Ask E.T.: Interface design and the iPhone [Fixed Video] - e1ven
http://www.edwardtufte.com/bboard/q-and-a-fetch-msg?msg_id=00036T&topic_id=1
======
e1ven
If you look at his examples, his primary argument is that you can cram more
information on the screen because of the iPhone's high resolution. I can't
agree with him that this is a good idea.

Part of the reason that people BUY the iPhone is that it's simple and stylish,
rather than the existing information heavy devices like Pocket PC phones. In
particular, look at his example about the Weather- Apple's widget is small and
sleek. It shows you the vital information, and it does it in strong fonts and
bold styling. It's clear, and it's easy.

He squishes all of that information into a tiny corner, so that he can add a
large repeating satellite view- Sure it's useful in some cases, and it's
certainly a neat demonstration of the iPhone's abilities, but it fails when it
comes to the task of quickly giving me the important information.

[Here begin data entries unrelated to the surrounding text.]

PR #145, opened 2022-08-18
Fix Manage Tags Tests

meisekimiu:
We were throwing an Error when the delete endpoint was inaccessible, but this was causing issues in our tests. Let's skip throwing the error for now, as the cause of this error is either a loss of internet connection or an issue with the backend endpoint (in which case, we'll have backend logs to see the issue) and therefore don't really need to throw (and therefore report) this error.

The only reason why we were initially throwing the error here was so Sentry can catch it. I think it's easier just to delete this line since I think it will only ever report one of the previously mentioned scenarios (we don't need to be alerted whenever someone has a blip in their internet connection), especially if it fixes our tests.

### DIFF
--- a/src/app/core/components/manage-tags/manage-tags.component.spec.ts
+++ b/src/app/core/components/manage-tags/manage-tags.component.spec.ts
@@ -117,12 +117,15 @@ describe('ManageTagsComponent #manage-tags', () => {
   });
 
   it('should not delete a tag if an error happens', async () => {
-    const { find, fixture, outputs } = await defaultRender();
+    const { element } = await defaultRender();
     throwError = true;
-    find('.delete')[0].nativeElement.click();
-    await fixture.whenStable();
-    await fixture.detectChanges();
-    expect(find('.tag').length).toBe(2);
+    try {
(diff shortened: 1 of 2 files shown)


liam-lloyd:
I think there may be some cases where we would still want to see this error in Sentry. We can't do anything about connection interruptions, but if there's a problem on the backend (or a problem on the frontend causing us to send invalid requests) logging here seems potentially useful for tracing an error through the stack. Also, if I'm reading the code right we're mocking calls to this endpoint in the tests that are failing, and it seems very strange that mocked calls are intermittently failing.

meisekimiu:
Pushed up a new fix. This new version makes sure the thrown error is bubbled up the various promises correctly so we can properly catch the error in our tests. I think this was the issue beforehand; due to the wrapped promises and async nature of the error, sometimes the thrown error would end up leaking out of the test that ran it and wouldn't be able to be handled correctly. With the new way the promises are set up, the test can wait until the error is actually thrown and catch it properly.

liam-lloyd (approved):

It makes me squint to see the tiny version of the temperature, and shows off,
rather than helping.

Sometimes developers fall into the problem of working so often because they
can, not wondering if they should.

Note- He dismisses this argument, saying that information density isn't the
problem, it's laying it out clearly. I agree with him in general,in that
complex information can often be presented simply, but in most of his cases,
increasing the density would diminish it's usefulness.